Et de toute façon, selon Nyamitwe, la loi fondamentale n’empêcherait pas Nkurunziza de concourir à nouveau, "puisque sa première élection, en 2005, était au suffrage indirect" et que la limitation à deux mandats ne porterait "que sur les élections au suffrage direct"… Une interprétation de la Constitution qui est loin de faire consensus. Et si le département d’État des États-Unis se refuse à trancher ce débat, un de ses responsables fait savoir "qu’une démocratie qui ne connaît pas de transmission régulière et pacifique du pouvoir n’en a que le nom". Washington a fait passer le même message de fermeté à Brazzaville et Ouagadougou.
"L’intransigeance grandissante des États-Unis tient en partie à la personnalité de ces deux diplomates [Russ Feingold et Samantha Power] récemment nommés, constate Jason Stearns, spécialiste de la région des Grands Lacs à l’université américaine de Yale. Mais elle n’est pas totalement nouvelle." En 2012, déjà, Washington avait en effet désapprouvé la volonté du président sénégalais d’alors, Abdoulaye Wade, de se représenter. Cela ne l’avait toutefois pas empêché de le faire, en s’appuyant sur une lecture contestée de la Constitution – pour être finalement battu dans les urnes.
Le président ougandais a les mains libres
Mais la voix de l’Oncle Sam porte davantage dans la région des Grands Lacs. "Depuis quelque temps, les États-Unis font preuve de plus de fermeté avec leurs alliés dans cette zone, remarque Jason Stearns. C’est le cas pour l’Ougandais Yoweri Museveni sur la question des droits des homosexuels. Cela a été le cas pour le Rwandais Paul Kagamé et la rébellion du Mouvement du 23-Mars. Et aussi pour le Congolais Joseph Kabila avec les déclarations de Feingold." Même si le pouvoir congolais s’est abstenu de réagir publiquement, lesdites déclarations ont été très remarquées et ont agacé en haut lieu.

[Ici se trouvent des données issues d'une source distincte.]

PR #852, opened 2026-07-02
fix(dashboard): knowledge delete used nonexistent rt.qdrant_client (500 on every delete)

WingedGuardian:
## Problem

The dashboard knowledge DELETE route (`knowledge_delete`) referenced `rt.qdrant_client`, which `GenesisRuntime` has **never had** (bug since #83, `a0c0099f`). Every dashboard knowledge delete:
1. deleted the SQLite row (runs first), then
2. **crashed** at the Qdrant step with `AttributeError: 'GenesisRuntime' object has no attribute 'qdrant_client'` → **HTTP 500**,
3. orphaning the embedding, and
4. **never reaching the manifest tombstone** — so #846's re-ingest-after-delete fix could never actually run.

Confirmed live via traceback during the #846 deploy E2E. Enumerated: this was the *only* `rt.qdrant_client` reference left; the sibling `rt.qdrant→store.qdrant_client` bug in dream_cycle was already fixed in #385.

## Fix

Route the Qdrant deletion through the memory store's client: `store = getattr(rt, "memory_store", None)` then `store.qdrant_client.delete(...)`, guarded so a missing store degrades gracefully (skip Qdrant, no 500) instead of crashing. `rt.memory_store` is a property returning the `MemoryStore` whose `.qdrant_client` is the live client — mirrors `references.py:250` and the #385 pattern. The manifest tombstone (from #846) now actually runs.

## Tests

First tests of this route (`tests/test_dashboard/test_knowledge_api.py`). Key detail: they use a faithful `SimpleNamespace` fake runtime, **not** a `MagicMock` — a MagicMock would auto-vivify `rt.qdrant_client` and hide the bug. Against the old code these tests fail with the exact production `AttributeError`; against the fix they pass. Cases: happy path (200 + Qdrant `.delete` on the `knowledge_base` collection with the correct point id + manifest `remove_unit` called), `memory_store=None` (200, Qdrant skipped, tombstone still runs), 404 (missing unit), 503 (not bootstrapped). Full `test_dashboard` + `test_knowledge` suites green; ruff clean. No DB migration.

### DIFF
--- a/CHANGELOG.md
+++ b/CHANGELOG.md
@@ -78,11 +78,12 @@ Versioning follows Genesis release stages (v3.0a → v3.0b → v3.1 → v4.0a…
 
 ### Fixed
 
-- **Deleting a knowledge item no longer blocks you from re-adding its source.** When you deleted
-  a knowledge unit from the dashboard, Genesis removed it from the search index but still remembered
-  having ingested its source — so re-adding that same file or URL was silently skipped and nothing
-  came back. Now deleting a source's last remaining unit clears that record, and re-ingesting the
-  source works normally again.
+- **Deleting a knowledge item from the dashboard now works end to end.** Previously the delete
+  button returned a server error, and behind the scenes the item was only half-removed — dropped
+  from search but with its stored embedding left behind and its source still marked as already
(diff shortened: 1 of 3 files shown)


WingedGuardian:

---

PR #854, opened 2026-07-02
fix(surplus): age-cap terminal task rows + reap two async leaks

WingedGuardian:
## WS-F — queue hygiene (audit 2026-07-02)

Three independent, low-risk fixes from the read-only audit. No DB migration.

### F7 — surplus terminal-row reaper (the main change)
`drain_expired` only ever deleted `pending` rows, so finished tasks accumulated forever. On the live DB that's **3,798 completed + 107 failed = 3,905 terminal rows** and climbing.

- New `surplus_tasks.delete_terminal_before(before)` — deletes `completed`/`failed`/`cancelled` rows aged by `COALESCE(completed_at, started_at, created_at)` (a `failed` row never gets a `completed_at`).
- `SurplusQueue.reap_terminal(older_than_days=30)` wrapper; wired into `scheduler.dispatch_once` (new `terminal_retention_days=30` ctor param) right after `drain_expired`.
- **30-day retention** sits far above every scheduler cooldown (max 24h) and the pending-drain window (72h), so `last_completed_at` cooldown checks are never disturbed.
- Rows still referenced by a **non-terminal follow-up** (`linked_task_id`) are preserved so `follow_ups.dispatcher` can still resolve them. The `linked_task_id IS NOT NULL` filter keeps NULLs out of the `NOT IN` set (avoids the classic footgun).

### F10.2 — outreach_mcp orphan-task on init
`init_outreach_mcp`'s standalone fallback used `asyncio.get_event_loop().create_task(ensure_table(db))`, which can spin up an orphan loop and swallows errors. Now `tracked_task(...)` (RuntimeError suppressed in the no-loop path), so a failed `ensure_table` surfaces via the error callback.

### F10.3 — code_audit leaked subprocess on timeout
`_run_cmd` returned on `TimeoutError` while leaving the child running. Now `proc.kill()` + `await proc.wait()` (guarded by `ProcessLookupError`), mirroring `guardian/_subprocess`.

### Dropped: F9 (not a bug)
The audit's F9 (`staleness_policy "drain"→"ttl"` in `outreach/pipeline.py`) was investigated and **dropped as a false positive**. `outreach_delivery` items are owned end-to-end by `OutreachRecoveryWorker`, which marks them terminal itself; `drain` deliberately keeps `expire_by_policy` from age-deleting them (WS-6 / AUTO-RECOV-01). Flipping to `ttl` would re-break that.

## Verification
- **TDD** — 8 new tests (4 crud reaper incl. the follow-up-link exclusion, 1 queue wrapper, 1 scheduler dispatch, 1 code_audit kill-on-timeout, 1 outreach init). 84 pass across the 5 touched test files; ruff clean.
- **Code review** — clean, no findings (NULL/`NOT IN` guard, ISO-timestamp comparison, cooldown headroom, `blocked` treated as open, `proc` binding all verified).
- **E2E dry-run on the live DB** (read-only): the exact reaper query is valid SQL and would reap **3,181** stale rows (→ ~724 remaining); **0** rows wrongly protected or reaped by the exclusion; newest `completed_at` per task type is all *today*, so no cooldown check is endangered.

### DIFF
--- a/CHANGELOG.md
+++ b/CHANGELOG.md
@@ -78,6 +78,12 @@ Versioning follows Genesis release stages (v3.0a → v3.0b → v3.1 → v4.0a…
 
 ### Fixed
 
+- **Completed background-task history no longer grows without bound.** Genesis's idle-time "surplus"
+  task queue kept every finished task row forever — only never-started tasks were ever cleaned up — so
+  the table crept upward over months of background work. Finished tasks (completed, failed, or
+  cancelled) are now aged out after 30 days, while any task still referenced by an open follow-up is
+  kept until that follow-up resolves.
+
 - **Deleting a knowledge item from the dashboard now works end to end.** Previously the delete
   button returned a server error, and behind the scenes the item was only half-removed — dropped
   from search but with its stored embedding left behind and its source still marked as already
--- a/src/genesis/db/crud/surplus_tasks.py
+++ b/src/genesis/db/crud/surplus_tasks.py
@@ -188,6 +188,35 @@ async def drain_expired(db: aiosqlite.Connection, *, before: str) -> int:
     return cursor.rowcount
 
 
+async def delete_terminal_before(db: aiosqlite.Connection, *, before: str) -> int:
+    """Delete terminal (completed/failed/cancelled) tasks older than *before*.
+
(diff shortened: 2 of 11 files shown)


WingedGuardian (commented):

---

PR #858, opened 2026-07-02
fix(memory): filter invalid + deprecated memories in the proactive recall hook

WingedGuardian:
## Problem

The proactive memory hook (`scripts/proactive_memory_hook.py`) injects relevant memories into **every** prompt's context. It searches three ways — FTS5 (`_search_fts5`) + two Qdrant episodic searches (`vector_results`, `wing_results`) — fused by RRF. Its FTS path diverged from the main retrieval path (`memory/retrieval.py` / `db/crud/memory.py::search_ranked`) on **two** validity filters:

| Filter | Meaning | Leaked via FTS (live DB) | Already filtered by |
|---|---|---|---|
| `invalid_at` | bitemporally expired (superseded fact) | 8 memories | `search_ranked` (in-SQL) + `_expired_candidate_ids` (post-query) |
| `deprecated` | superseded/merged by consolidation | **2,596 memories** | `search_ranked` default **and** the hook's own Qdrant `must_not` |

So memories the system had explicitly retired — expired facts, and dream-cycle-consolidated duplicates (old build snapshots, superseded notes) — could still surface on the hottest path. The `deprecated` gap in particular silently undercut memory consolidation at the injection layer.

## Fix

Restore parity, mirroring the main path exactly:

- **`_search_fts5`** gains a `now_iso` param + two in-SQL clauses on the existing `LEFT JOIN memory_metadata`:
  - `AND (invalid_at IS NULL OR invalid_at > ?)`
  - `AND (deprecated IS NULL OR deprecated = 0)`
- **New `_expired_memory_ids(db_path, ids, now_iso)`** helper (mirrors `_expired_candidate_ids`) drops expired ids from the two episodic Qdrant result sets before fusion. `knowledge_base` results are intentionally not filtered (not episodic `memory_metadata` rows). The Qdrant search already excludes `deprecated`, so no change needed there.
- `now_iso` is computed once in `_run` so FTS and Qdrant agree on the as-of instant.

**Safety property:** the filters are NULL-safe — `invalid_at IS NULL` ("valid forever") and `deprecated IS NULL OR = 0` ("not deprecated") are always kept, and the JOIN's orphan-row NULLs are preserved. A memory can only be dropped if it carries a concrete past `invalid_at` or `deprecated=1`, so the filter **cannot over-drop live context**.

## Verification

- **53 tests green** (12 new in `tests/test_hooks/test_proactive_invalid_at.py`, 41 regression incl. the cross-process subsystem-list-sync guard); ruff clean.
- **E2E against a copy of the live DB**, old-vs-new, `_MAX_RESULTS` raised so the LIMIT can't mask the effect:
  - `reboot`: 76 → 75 — dropped exactly **1** expired row, all **75** valid-live kept.
  - `incident`: 272 → 251 — dropped exactly **21** deprecated rows, all **251** valid-live kept.
  - Every dropped row provably expired-or-deprecated; **zero** valid rows dropped.
- Full-hook orchestration smoke ran clean and the expired "Network topology reference" was absent from injected context.
- Two independent code reviews (both clean).

## Deploy

The hook is a `scripts/` per-prompt Claude Code hook — **no DB migration, no server restart**. Deploy = merge + `git pull`.

## Out of scope (tracked as follow-ups)

- `invalid_at` timestamp-format normalization — the DB has 3 formats (`T…+00:00`, 55 legacy space-naive, 1 `Z`); the raw string compare has a same-day latent edge shared by **both** retrieval paths (0 overlap with any currently-leaking memory). Tracking the shared root cause rather than fixing only the hook (which would make the paths disagree).
- Remove the dead `memory_proactive` MCP tool (0 internal callers, redundant with this hook; exposed surface → own review).

### DIFF
--- a/CHANGELOG.md
+++ b/CHANGELOG.md
@@ -78,6 +78,14 @@ Versioning follows Genesis release stages (v3.0a → v3.0b → v3.1 → v4.0a…
 
 ### Fixed
 
+- **Superseded memories no longer resurface in Genesis's automatic recall.** Before every prompt,
+  Genesis injects the most relevant memories into its working context. That fast-path recall wasn't
+  honoring a memory's expiry date — so a fact that had been explicitly replaced (an outdated network
+  note, stale career details, a deprecated index) could still surface, even though the main memory
+  system already filtered it out. The fast path now applies the same validity check across all of its
+  sources, matching the main retriever. Memories with no expiry (valid indefinitely) are never
+  affected, so nothing live is ever dropped.
+
 - **Completed background-task history no longer grows without bound.** Genesis's idle-time "surplus"
   task queue kept every finished task row forever — only never-started tasks were ever cleaned up — so
   the table crept upward over months of background work. Finished tasks (completed, failed, or
--- a/CHANGELOG.md
+++ b/CHANGELOG.md
@@ -78,13 +78,14 @@ Versioning follows Genesis release stages (v3.0a → v3.0b → v3.1 → v4.0a…
 
 ### Fixed
 
-- **Superseded memories no longer resurface in Genesis's automatic recall.** Before every prompt,
-  Genesis injects the most relevant memories into its working context. That fast-path recall wasn't
-  honoring a memory's expiry date — so a fact that had been explicitly replaced (an outdated network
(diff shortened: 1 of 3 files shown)


WingedGuardian:

---

PR #859, opened 2026-07-02
fix(guardian): keep host Node + Claude Code aligned so recovery stays online

WingedGuardian:
## Problem

Guardian runs `claude -p` on the host VM for intelligent diagnosis and recovery. Without a working host Claude Code, `diagnose()` escalates and performs no autonomous recovery — but nothing surfaced when that happened:

- `host-setup.sh` installed Node 20, while the pinned Claude Code (2.1.198) requires Node >= 22.
- Every Node/CC install error on the host was redirected to `/dev/null`.
- `update.sh`'s host-CC sync only handled version *drift* — it treated "Claude Code not installed" as "gateway unreachable" and silently skipped.

Net effect: a host could end up with no working Claude Code and Guardian's LLM recovery offline, with no signal.

## Changes

- **Node version pin** in `scripts/lib/cc_version.sh` (`NODE_MAJOR`), derived from Claude Code's `engines.node`, as the single source of truth.
- **New `update-node <major>` gateway op** — installs a pinned Node major via NodeSource with a strict argument allowlist, a passwordless-sudo guard, verify-by-`node --version`, and distro→NodeSource conflict handling. Mirrors the existing `update-cc` op.
- **`update.sh`** now syncs the host Node before Claude Code, *installs* Claude Code when it's absent (not just on drift), distinguishes unreachable / absent / drift, and records any host-side gap as a degraded subsystem in `update_history` instead of skipping silently.
- **`host-setup.sh`** installs Node off the pin (was hardcoded to 20), stops silencing install failures, and adds explicit post-checks.

## Tests

New `update-node` coverage in `tests/test_scripts/test_guardian_gateway_update.py`: argument validation (including newline-injection rejection), the passwordless-sudo guard, idempotence, and verify-by-`node --version`.


WingedGuardian:

---

PR #860, opened 2026-07-02
feat(attention): auditable L1.5 verdict v2 (category + reason) + labeled-row backfill

WingedGuardian:
## Why

The L1.5 attention **judge** (offline shadow LLM that scores whether a moment is worth attention) returned two bare floats `{real, perk}` — as unauditable as the human binary labels we retired. This is the methodology reframe: the perk-up decision is an **LLM judgment**, so humans should **review the judge's reasoning** and iterate the **prompt**, not label fires to tune trigger weights. To review a verdict, you have to be able to *see it*.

"Pour des raisons historiques et économiques, la voix des Américains pèse lourdement en RD Congo", glisse un diplomate en poste à Kinshasa, où, selon la Constitution, Joseph Kabila doit quitter le pouvoir en 2016. Quant à Museveni, la question ne se pose plus pour lui : le président ougandais a les mains libres depuis l’abrogation, en 2005, de la limitation des mandats. Enfin, au Rwanda, une révision de la Constitution n’est pas exclue, à en croire Paul Kagamé dans un récent entretien à Jeune Afrique (no 2778, du 6 au 12 avril). Mais le problème d’une éventuelle nouvelle candidature de sa part ne se posera pas avant la prochaine présidentielle, prévue pour 2017. D’ici là, l’administration Obama ne sera plus en place.
Et les Européens ?
Vis-à-vis de la RD Congo, la position des Européens diffère sensiblement de celle de Washington. "Les Américains sont beaucoup plus offensifs que les Belges et les Français sur la question du respect de la Constitution. Nous ne nous permettons pas de tenir le même discours qu’eux", reconnaît un diplomate européen en poste à Kinshasa. À Paris, on assume cette position plus réservée : "Nous n’avons pas à nous prononcer sur tel ou tel pays, explique Romain Nadal, le porte-parole du ministère français des Affaires étrangères. Nous nous fierons au jugement de l’Union africaine, qui est la gardienne des principes démocratiques."